Wherever "dolt" appears in a line of the listing, report that line.
--- Data under study ---
PR #1831, opened 2021-06-15
--merges, --parents, --min-parents options for dolt log

bheni:


timsehn:
BATS tests?

go/cmd/dolt/commands/log.go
---
● Answer space
--merges, --parents, --min-parents options for dolt log
go/cmd/dolt/commands/log.go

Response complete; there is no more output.